The effort is being compared to the overhaul of financial services that took place in the United Kingdom more than 20 years ago. "The United States has never attempted a wholesale reformation of the entire regulatory system comparable to the 1986 ‘Big Bang,' " the Congressional Research Service said in a March report.
But while the restructuring of the U.K.'s regulatory agencies was designed to remove the government's hand from that country's financial system to boost its position in international markets, the intent of the current U.S. effort is largely to strengthen the grip of regulators.
Up to this point, the Obama administration has driven the conversation.

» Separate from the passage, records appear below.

PR #7591, opened 2023-11-18
Snowflake: Add Support for "read_csv" with https

IndexSeek:
Currently using the Snowflake backend with Ibis, you'll get an error if you specify a URL as a file path for read_csv. This works with other engines where the behavior is natively supported, but Snowflake requires those additional preprocessing steps. 

I added a portion to use a TempFile and load the content to the temporary stage. Complex file formats might cause issues with this, but I'll try to do some additional testing. 

We could likely add this to the other `read_...` methods, but I wanted to start with this for now. 

It's possible to make this work with S3, Azure Blob, GCS, etc., but that could get complex determining whether or not to use client storage options or integrations available natively in Snowflake. 

Here's some code you can use to test the new feature:

```python
from ibis.interactive import *
from pathlib import Path
from snowflake.ml.utils.connection_params import SnowflakeLoginOptions

con = ibis.snowflake.connect(**SnowflakeLoginOptions())

con.read_csv("https://storage.googleapis.com/ibis-tutorial-data/wowah_data/locations.csv")
```

### DIFF
--- a/ibis/backends/snowflake/__init__.py
+++ b/ibis/backends/snowflake/__init__.py
@@ -17,6 +17,7 @@ import textwrap
 import warnings
 from pathlib import Path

By producing outlines of the general concepts that a regulatory overhaul should address, by sending actual legislative language to Capitol Hill on some aspects and by floating broad ideas on others, the administration has spent the past few months probing Congress and attempting to find a path forward.
Included in the detailed legislative proposals that have been released by Treasury Secretary Timothy F. Geithner are ways to allow the federal government to "wind down" systemically risky non-bank institutions and to begin refashioning those financial entities that currently exist beyond the purview of regulators — principally the enormous and complicated derivatives market and large investment pools such as hedge funds and private equity firms.

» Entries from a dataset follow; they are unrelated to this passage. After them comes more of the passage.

PR #7593, opened 2023-11-19
feat: add `ArrayValue.flatten` method that removes one level of nesting from array values

### LINKED ISSUE #7575: feat(api): array flatten operation

This came up during @gforsyth's [recent blog post](https://ibis-project.org/posts/querying-pypi-metadata-compiled-languages/). Ideally the `flatten` UDF wouldn't be necessary.

Something like

```python
t.array_expr.flatten()
```

`master`

DuckDB in the blog post, but many (perhaps even all) of our array-supporting backends have this operation.

### Code of Conduct

cpcloud:
This PR implements `ArrayFlatten` which can be used to remove a single level of
nesting from a nested array value.

Closes #7575.

#### Backend support

- [ ] ~BigQuery~ (BigQuery doesn't support arrays of arrays)
- [x] ClickHouse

Some of the ideas have been fleeting, while others seem more concrete. "The proposals are coming one a day at this point," said Alan S. Blinder, a Princeton University economics professor and former vice chairman of the Fed, in an interview. "So, I don't know whether it's a real proposal or a trial balloon." With the testing almost over, the administration has circulated the major tenets of its proposal on Capitol Hill over the past two weeks. Among them are the designation of the Fed in the role of systemic-risk overseer and the creation of a consumer protection agency of sorts for financial products.
But while putting down a solid marker, the administration hasn't cleared up all major questions about how it wants to impose new constraints on financial industry players that many critics complain have engaged in transactions beyond their means for much of the past decade.
The financial system is generally regarded as stabler today than it was nine months ago, when George W. Bush administration Treasury Secretary Henry M. Paulson Jr. and Fed Chairman Ben S. Bernanke warned of an imminent meltdown.
For advocates of an overhaul of the regulatory structure, the improved condition of the industry makes their efforts more timely — because the crisis has somewhat abated — and more urgent before the reasons to act disappear from memory. But the size and scope of the legislation that lawmakers are attempting to write makes their success far from a sure thing.
"The devil is in the details," said Christopher J. Dodd, chairman of the Senate Banking Committee and a central actor in the legislative drama to come, in comments to reporters last month.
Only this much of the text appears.